The system will load the driver and appear functional (can even dot matrixes in cupy) but several seconds or minutes later after use the driver will unload and dump the following into dmesg:
[101527.059084] NVRM: GPU 0000:01:00.0: RmInitAdapter failed! (0x23:0xffff:1204)
[101527.059107] NVRM: GPU 0000:01:00.0: rm_init_adapter failed, device minor number 0
[101527.090044] NVRM: GPU 0000:01:00.0: RmInitAdapter failed! (0x23:0xffff:1204)
[101527.090062] NVRM: GPU 0000:01:00.0: rm_init_adapter failed, device minor number 0
CUDA is then not functional until the system is rebooted.
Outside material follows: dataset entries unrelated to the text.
PR #775, opened 2022-08-30
Add configurable limits for write and delete relationship APIs

josephschorr:
This sets a new (configurable) limit of 1000 updates and preconditions for WriteRelationships and DeleteRelationships

### DIFF
--- a/internal/services/v1/relationships.go
+++ b/internal/services/v1/relationships.go
@@ -28,14 +28,35 @@ import (
 	"github.com/authzed/spicedb/pkg/zedtoken"
 )
 
+// PermissionsServerConfig is configuration for the permissions server.
+type PermissionsServerConfig struct {
+	// MaxUpdatesPerWrite holds the maximum number of updates allowed per
+	// WriteRelationships call.
+	MaxUpdatesPerWrite uint16
+
+	// MaxPreconditionsCount holds the maximum number of preconditions allowed
+	// on a WriteRelationships or DeleteRelationships call.
+	MaxPreconditionsCount uint16
+
+	// MaximumAPIDepth is the default/starting depth remaining for API calls made
+	// to the permissions server.
+	MaximumAPIDepth uint32
+}
+
 // NewPermissionsServer creates a PermissionsServiceServer instance.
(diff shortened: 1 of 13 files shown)


internal/services/v1/relationships.go
```diff
@@ -28,14 +28,27 @@ import (
...
+	// MaxPreconditionsCount holds the maximum number of preconditions allowed
+	// on a WriteRelationships or DeleteRelationships call.
+	MaxPreconditionsCount uint16
+}
+
 // NewPermissionsServer creates a PermissionsServiceServer instance.
 func NewPermissionsServer(
 	dispatch dispatch.Dispatcher,
 	defaultDepth uint32,
+	config PermissionsServerConfig,
```
ecordell, line 46: Looking at the existing code, the servers all just take in a list of their "config" so that the Server object itself holds all the options.

Why not do that here? Or if we're going have config objects, why not put all of the config in them?

pkg/cmd/server/server.go
```diff
@@ -235,6 +238,11 @@ func (c *Config) Complete() (RunnableServer, error) {
 		c.UnaryMiddleware, c.StreamingMiddleware = DefaultMiddleware(log.Logger, c.GRPCAuthFunc, !c.DisableVersionResponse, dispatcher, ds)
 	}
 
+	permSysConfig := v1svc.PermissionsServerConfig{
+		MaxPreconditionsCount: defaultIfZero(c.MaximumPreconditionCount, 1000),
```
ecordell, line 242: You shouldn't need the `defaultIfZero` in this case - the cli flag bindings set the default values for you.

internal/services/v1/relationships.go
josephschorr: I'm fine with moving the defaultDepth and other non-dispatch values into the config, if you prefer

pkg/cmd/server/server.go
josephschorr: They do, but if I manually create the config they'll start at 0, so I want to be absolutely sure

ecordell (approved):
LGTM

PR #778, opened 2022-09-01
newly added lookup subject metrics weren't being unregistered

vroldanbet:
fixes bug introduced in https://github.com/authzed/spicedb/pull/736

This makes the caching dispatcher to unregister newly added metrics. It caused some of our internal tests to fail with duplicate metrics being registered


ecordell (approved):
LGTM

PR #798, opened 2022-09-06
map pgx info logging level to debug

vroldanbet:
This PR reduces noise in SpiceDB's logs for PostgreSQL / CRDB datastores, and reduces performance overhead caused by the logging of very large statements, like for example `WriteRelationships` of thousands of elements. We observed the server would sometimes fail with `context deadline exceeded` when PGX statement logging was enabled.

It does it by turning every pgx `info` event into a `debug` event.

Screenshot 2022-09-05 at 18 03 04
Screenshot 2022-09-05 at 18 03 17

### DIFF
--- a/internal/datastore/crdb/crdb.go
+++ b/internal/datastore/crdb/crdb.go
@@ -10,7 +10,6 @@ import (
 
 	sq "github.com/Masterminds/squirrel"
 	"github.com/jackc/pgx/v4"
-	"github.com/jackc/pgx/v4/log/zerologadapter"
 	"github.com/jackc/pgx/v4/pgxpool"
 	"github.com/prometheus/client_golang/prometheus"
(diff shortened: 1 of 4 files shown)


jakedt:
I was thinking it might be interesting for this to re-write PGX logs to a different level. For example request logging should be transposed from INFO -> DEBUG. If we put this change in as is, it will require a code change to get request logs out of PGX, and those have proven useful for debugging in the past.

This does not happen with the 460-series driver 460.91.03, but that only gets me functional cuda up to 11.2. An identical stack (cuda libs, packages, container runtime, etc.) is functioning perfectly with the 470 driver across a range of different cards (V100s, A100s, 1xxx series, 2xxx series - we use what we can get) - but it consistently fails w/3060 RTX cards (across 3 cards so far).
The cards are still listed as compatible so I expect them to work, if not necessarily be as fast as they are in theory. Is this incorrect?
Running out of things to check / try.